Einstieg: Das Bier riecht nach Weizen und Hopfen. Im Antrunk entfaltet sich ein würziges Aroma.

Körper: Der Körper ist sehr schlank. Er ist hopfig/würzig. Die Textur ist leicht wässrig.

Abgang: Der Abgang ist leicht hopfig herb, aber vor allem würzig. Es entwickelt sich eine leichte wärme.

Fazit: Mich konnte der Bock nicht vollkommen überzeugen. Mir war das Bier nicht komplex und charakteristisch genug, aber immerhin ist es sehr süffig. Da fand ich den Andechser Doppelbock Dunkel um ein vielfaches besser.

Bewertet am

73% Das Stimmigere

Avatar von Hobbytester

Am Hellen bemängelte ich einst, dass es für meine Begriffe zu süß sei. Bei einer Blindbierverkostung vor Jahren habe ich das nun zu testende Bier sehr schlecht abschneiden lassen. Es wird Zeit für einen Zweitversuch. Der Kandidat riecht wie ein typisches helles Bockbier, süß und würzig ist auch der Antrunk. Der Abgang zeigt eine subjektiv empfundene, wohlige Wärmeentwicklung, ein leichtes Brennen ist dabei, die Würzigkeit gefällt, der Nachgeschmack bleibt nicht lang, schade! Der Körper wirkt nicht gerade überladen an Eindrücken. Leichte Hopfen- und Malzimpulse umrahmen aber das Hauptthema, den Alkoholgeschmack als natürliches Süßungsmittel, so entschieden und charmant, dass man die Gesamtkomposition durchaus als ausgewogen und gelungen bezeichnen kann. Natürlich kann man auch wesentlich komplexere Starkbiere brauen, ich habe, was diese Brauart betrifft, aber auch immer etwas für simple, aber gut schmeckende Kreationen übrig, die das Essentielle auf den Punkt bringen. Das gilt sowohl für dieses Bier als auch für das Echte von Schwabenbräu, das wie ein schwäbischer Bruder des Andechsers wirkt.

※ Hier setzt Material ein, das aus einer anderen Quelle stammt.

PR #2685, opened 2026-08-02
fix(printer): parse SARIF doc index on the last colon, not the second field

adity1raut:
## Summary
- `getDocIndex()` parsed `LocalWorkload.GetPath()` — which encodes `"<file path>:<document index>"` — with `strings.Split(path, ":")[1]`, picking the second element of a full split.
- That silently returns the wrong value whenever the file path itself contains more than one colon (e.g. a Windows path like `C:\repo\deploy.yaml:0`): the split produces more than two parts, `splittedPath[1]` is a path fragment rather than the index, `Atoi` fails on it, and `getDocIndex` reports "no document index" even though the resource has one. The caller then falls back to line 1 for the SARIF fix location instead of the actual finding location.
- `core/pkg/fixhandler`'s `getFilePathAndIndex` parses the exact same `"<path>:<index>"` convention correctly, via `strings.LastIndex` to find the index after the **last** colon.

## Fix
- Applied the same last-colon approach in `getDocIndex`, for consistency and correctness with the rest of the codebase.

## Test plan
- [x] `go test ./core/pkg/resultshandling/printer/...` (full tree, all existing tests pass)
- [x] Added `TestGetDocIndex_PathContainingColon`, which fails against the old code on a path containing an embedded colon and passes on the common single-colon case either way

## Summary by CodeRabbit

* **Bug Fixes**
  * Improved SARIF document index handling for workload paths containing additional colons.
  * Continued rejecting paths with missing separators or nonnumeric document indexes.

* **Tests**
  * Added coverage for nested paths, Windows-style paths, and malformed path values.

### DIFF
--- a/core/pkg/resultshandling/printer/v2/sarifprinter.go
+++ b/core/pkg/resultshandling/printer/v2/sarifprinter.go
@@ -427,12 +427,20 @@ func getDocIndex(opaSessionObj *cautils.OPASessionObj, resourceID string) (int, 
 		return 0, false
 	}
 
-	splittedPath := strings.Split(localworkload.GetPath(), ":")
-	if len(splittedPath) <= 1 {
+	// GetPath() is "<file path>:<document index>". Split on the *last* colon,
+	// not the first/second: strings.Split(path, ":")[1] silently picks the
+	// wrong segment for any path containing more than one colon (e.g. a
+	// Windows path like "C:\repo\deploy.yaml:0"), producing a non-numeric
+	// value that Atoi rejects and this function reporting "no doc index"
+	// even though one exists. This matches how fixhandler.getFilePathAndIndex
+	// parses the same convention.
+	path := localworkload.GetPath()
+	lastColon := strings.LastIndex(path, ":")
+	if lastColon == -1 {
 		return 0, false
 	}
 
-	docIndex, err := strconv.Atoi(splittedPath[1])
+	docIndex, err := strconv.Atoi(path[lastColon+1:])
 	if err != nil {
 		return 0, false
 	}
--- a/core/pkg/resultshandling/printer/v2/sarifprinter_test.go
+++ b/core/pkg/resultshandling/printer/v2/sarifprinter_test.go
@@ -401,6 +401,54 @@ func TestPrintConfigurationScan_InvocationStartTimeUsesReportGenerationTime(t *t
 		"startTimeUtc must reuse ReportGenerationTime, got %s want %s", inv.StartTimeUTC, preset)
 }
 
+// TestGetDocIndex_PathContainingColon guards against a regression where
+// getDocIndex parsed LocalWorkload.GetPath() ("<file path>:<document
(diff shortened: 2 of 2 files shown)


dakshhhhh16 (approved):
Lgtm

matthyx (commented):
Reviewed the change and verified it locally against `master` (Go 1.26).

**No blockers.** The fix is correct, minimal, and consistent with the existing parser for the same convention.

### What I checked

- **The bug is real, not theoretical.** `core/cautils/fileutils.go:302-304` builds the path as `fmt.Sprintf("%s:%d", relPath, j)`. A colon is a legal filename character on Linux, so `weird:name.yaml:0` reaches `getDocIndex` and the old `strings.Split(path, ":")[1]` picks `name.yaml`, `Atoi` fails, and the function reports "no document index". Both callers (`sarifprinter.go:280` for the SARIF location, `:403` for `collectFixes`) then silently degrade — line 1 fallback / fix skipped entirely. The Windows `C:\...` case cited in the description is real too, though rarer in practice: it only shows up when `filepath.Rel` fails (cross-drive), since a successful `Rel` yields a drive-letter-free relative path.
- **Consistent with the rest of the tree.** `fixhandler.getFilePathAndIndex` (`core/pkg/fixhandler/fixhandler.go:664`) already uses `strings.LastIndex`; this is now the same parse. Grepped for other `strings.Split(x, ":")` uses of this convention — none remain (the only other hit is image name:tag parsing in `core/core/image_scan.go`, unrelated).
- **No behavior change on the paths that previously worked.** For `path:N` the last colon is the only colon, so identical. For paths set without an index (`helmchart.go:195`, `kustomizedirectory.go:110`) both old and new return `(0, false)` — including Windows absolute paths, where `Atoi` rejects the fragment either way.
- **The test is a genuine regression guard.** I reverted `getDocIndex` to the old implementation and re-ran it: `TestGetDocIndex_PathContainingColon/file_path_itself_contains_a_colon` fails (`want 3, got 0`), and passes on the new code.
- **Build / vet / tests.** `go build ./...`, `go vet ./core/pkg/resultshandling/printer/...`, `gofmt -l` clean; `go test ./core/pkg/resultshandling/... ./core/pkg/fixhandler/...` all pass.

### Non-blocking nits (take or leave)

1. The 7-line comment explaining the old bug is longer than the 3 lines of code it guards. The rationale is genuinely useful, but most of it duplicates the test's docstring — consider trimming the in-code comment to the "split on the last colon, same as `fixhandler.getFilePathAndIndex`" sentence and leaving the archaeology in the test.
2. The table could cheaply cover `"deploy.yaml:"` (empty index → `Atoi("")` fails) and a non-`LocalWorkload` / absent `resourceID`, which are the two other `false` branches of the function.
3. Pre-existing, out of scope for this PR: a negative index (`deploy.yaml:-1`) parses fine and is passed straight to `ResolveLocation` / `FixPathToValidYamlExpression`. Same before and after this change, just noting it.

matthyx (approved):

Goldgelbe Farbe trifft auf sehr kurzlebigen Schaum. Das Bier ist supersüffig. Bitterkeit entsteht hier nicht, Würzigkeit hingegen gefällt sehr. Es ist genug Kohlensäure vorhanden.
Fazit: Der Bayer würde sagen: "A sauguads Bia!" Das Andechser ist zum Feiern geeignet. Es steigt auf charmant würzige Art und Weise zu Kopf, kann und will seine Stärke gar nicht verbergen, aber hier stimmt auch das Fundament. Von einem hellen Bockbier erwarte ich auch eine gewisse Süße, sie kommt in wesentlich angenehmerer, stimmigerer Form vor als beim Hellen der Brauerei.